Desolation Angels is the book for the second group of people. It is tortuous at times-- like his solitude atop the mountain staring Hozomeen in the face every morning which reveals Kerouac's own struggle to deal with himself and his past. But I believe among all of his novels it is the most rewarding. The book takes us to all of his major haunts- London, New York, San Fran, Paris, the Mediterranean- with many of his closest friends - Neal, Allen, Williams S. Burroughs, Joyce. There's even a small part where Kerouac is face to face with Salvador Dali.
If you are looking for Kerouac-the-humanist at his best- this is the novel for you. Where the novel lacks in adventure (On the Road) and joyous affirmation (Dharma Bums) it makes up in sheer descriptive character study and sad observation, of a man trying to grapple with what he sees as the emptiness of all things, and the reality of his own personal struggles with life, love, and death.
Help other customers find the most helpful reviews
Was this review helpful to you? Yes
No
29 of 30 people found the following review helpful:
5.0 out of 5 stars
ON THE ROAD...with Mom, August 15, 2005
This book may come as a real shock to those whom have a preconcieved notion about what the "Beats" were all about, and it may also be a shock for those more familiar with the jubilant ecstatic life affirmations of On The Road or even The Dharma Bums.

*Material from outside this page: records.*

Issue #2769, opened 2017-07-05
Connection ping method can trigger uncaught PDOExceptions


gregl83:
Reading the ping method phpdoc it's not immediately clear to me if the method should allow driver exceptions to bubble up.

My expectation was that this method would always return true/false based on the success of connecting to the database and performing a dummy query.

When having a connection timeout or close it's possible to encounter PDOException instead.

Ocramius:
@gregl83 this should be fixed rather than documented as a possible crash: a `ping` operation failing due to invalid connection information should simply return `false`

gregl83:
@Ocramius my sentiment as well.

morozov:
Closing per https://github.com/doctrine/dbal/pull/4128.

PR #3313, opened 2018-10-04
MasterSlaveConnection::ping() throws PDOException

sidz:
|      Q       |   A
|------------- | -----------
| Type         | bug
| BC Break     | yes
| Fixed issues | https://github.com/doctrine/dbal/issues/3118 https://github.com/doctrine/dbal/issues/2769 

#### Summary

Fix existing issue with uncaught exception in the `MasterSlaveConnection::query`.
Also looks like `ping` method in the MasterSlaveConnection class will send pings to the slave connection:
https://github.com/doctrine/dbal/blob/master/lib/Doctrine/DBAL/Connections/MasterSlaveConnection.php#L124-L133

I've marked it as BC Break as `ping` method will change it behavior in the `MasterSlaveConnection` and will ping master instead of slave

p.s. this PR covers 2 issues: https://github.com/doctrine/dbal/issues/3118 and https://github.com/doctrine/dbal/issues/2769

### DIFF
--- a/lib/Doctrine/DBAL/Connection.php
+++ b/lib/Doctrine/DBAL/Connection.php
@@ -9,6 +9,7 @@ use Doctrine\DBAL\Cache\CacheException;
 use Doctrine\DBAL\Cache\QueryCacheProfile;
 use Doctrine\DBAL\Cache\ResultCacheStatement;
 use Doctrine\DBAL\Driver\Connection as DriverConnection;
+use Doctrine\DBAL\Driver\PDOException;
 use Doctrine\DBAL\Driver\PingableConnection;
 use Doctrine\DBAL\Driver\ResultStatement;
 use Doctrine\DBAL\Driver\ServerInfoAwareConnection;
@@ -1671,7 +1672,7 @@ class Connection implements DriverConnection
             $this->query($this->getDatabasePlatform()->getDummySelectSQL());
 
             return true;
-        } catch (DBALException $e) {
+        } catch (PDOException | DBALException $e) {
             return false;
         }
     }
--- a/lib/Doctrine/DBAL/Connections/MasterSlaveConnection.php
+++ b/lib/Doctrine/DBAL/Connections/MasterSlaveConnection.php
@@ -5,11 +5,13 @@ namespace Doctrine\DBAL\Connections;
 use Doctrine\Common\EventManager;
 use Doctrine\DBAL\Configuration;
 use Doctrine\DBAL\Connection;
+use Doctrine\DBAL\DBALException;
 use Doctrine\DBAL\Driver;
 use Doctrine\DBAL\Driver\Connection as DriverConnection;
 use Doctrine\DBAL\Event\ConnectionEventArgs;
 use Doctrine\DBAL\Events;
 use InvalidArgumentException;
+use Throwable;
 use function array_rand;
 use function count;
 use function func_get_args;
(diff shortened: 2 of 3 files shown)


lib/Doctrine/DBAL/Connection.php
```diff
@@ -1673,7 +1674,7 @@ public function ping()
             $this->query($this->getDatabasePlatform()->getDummySelectSQL());
 
             return true;
-        } catch (DBALException $e) {
+        } catch (PDOException | DBALException $e) {
```
Ocramius: When does a `PDOException` occur? I believe we upcast those, so this is fixing a symptom

lib/Doctrine/DBAL/Connections/MasterSlaveConnection.php
```diff
@@ -370,4 +378,24 @@ public function prepare($statement)
 
         return parent::prepare($statement);
     }
+
+    /**
+     * {@inheritdoc}
+     */
+    public function ping()
+    {
+        $this->connect('master');
```
Ocramius: Seems incorrect to me: it should simply ping whichever connection is already selected, as otherwise we may attempt to select the slave and then not get a valid response

lib/Doctrine/DBAL/Connections/MasterSlaveConnection.php
```diff
@@ -352,7 +356,11 @@ public function query()
             $logger->startQuery($args[0]);
         }
 
-        $statement = $this->_conn->query(...$args);
+        try {
+            $statement = $this->_conn->query(...$args);
+        } catch (Throwable $e) {
```
Ocramius: Same as above: we upcast these, so if we need to further wrap it there's something else going on

Ocramius (changes requested):

lib/Doctrine/DBAL/Connections/MasterSlaveConnection.php
sidz: I follow the same idea from the regular Connection class https://github.com/doctrine/dbal/blob/master/lib/Doctrine/DBAL/Connection.php#L1011-L1015

lib/Doctrine/DBAL/Connection.php
sidz: we may stay with `DBALException` only for case when we will catch `Throwable` and convert them to the DBALException in the `query` method.

https://github.com/doctrine/dbal/blob/master/lib/Doctrine/DBAL/Connection.php#L1011-L1015

lib/Doctrine/DBAL/Connections/MasterSlaveConnection.php
sidz: will revert

sidz:
is the latest build random? oO

morozov:
@sidz no, it just errored. I restarted the needed jobs.

sidz:
@morozov doesn't help :(

morozov:
@sidz should be related to https://www.traviscistatus.com/incidents/k35bqcmm5274.

morozov:
@sidz please try rebasing on the latest master.

sidz:
@morozov done

morozov:
@sidz the Travis CI build is green but AppVeyor is all red. I've restarted it to see if it's something accidental.

sidz:
@Ocramius ping for re-review

morozov:
Irrelevant as of https://github.com/doctrine/dbal/pull/4128.

PR #3315, opened 2018-10-06
Got rid of func_num_args() in AbstractPlatform::getDummySelectSQL()

morozov:
|      Q       |   A
|------------- | -----------
| Type         | improvement
| BC Break     | yes

While working on https://github.com/doctrine/dbal/pull/3109, we agreed that the method signature couldn't be changed due to BC concerns. Now the method signature is explicit.


Ocramius (approved):
:+1:

PR #3317, opened 2018-10-06
Implemented proper escaping of string literals in platforms and schema managers

morozov:
|      Q       |   A
|------------- | -----------
| Type         | improvement
| BC Break     | no
| Fixed issues | none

In this book Jack goes on the road (with Mom), has sex with a fourteen year old mexican prostitute, meets up with a Neal (Cody) whom is a far fly from his On the Road days and is tied down with a wife + three kids and a job, meets Salidore Dali + William Carlos WIlliams + Carl Sandburg, gets his book published, is constantly compulsively depressed, has a paradigmatic consciousness flip after a huge dose of opium, meets up with junkie Burroughs in Tangiers (whom is lovelorn over Ginsburg), and kicks Buddhism down a notch for a more hardcore return to Christianity.
As others have noted, this book follows directly after the Dharma Bums and that book should be read first. What follows is Jack's experiences on the mountain which, contrary to his expectations in Dharma Bums, is almost like a nightmare prison sentence.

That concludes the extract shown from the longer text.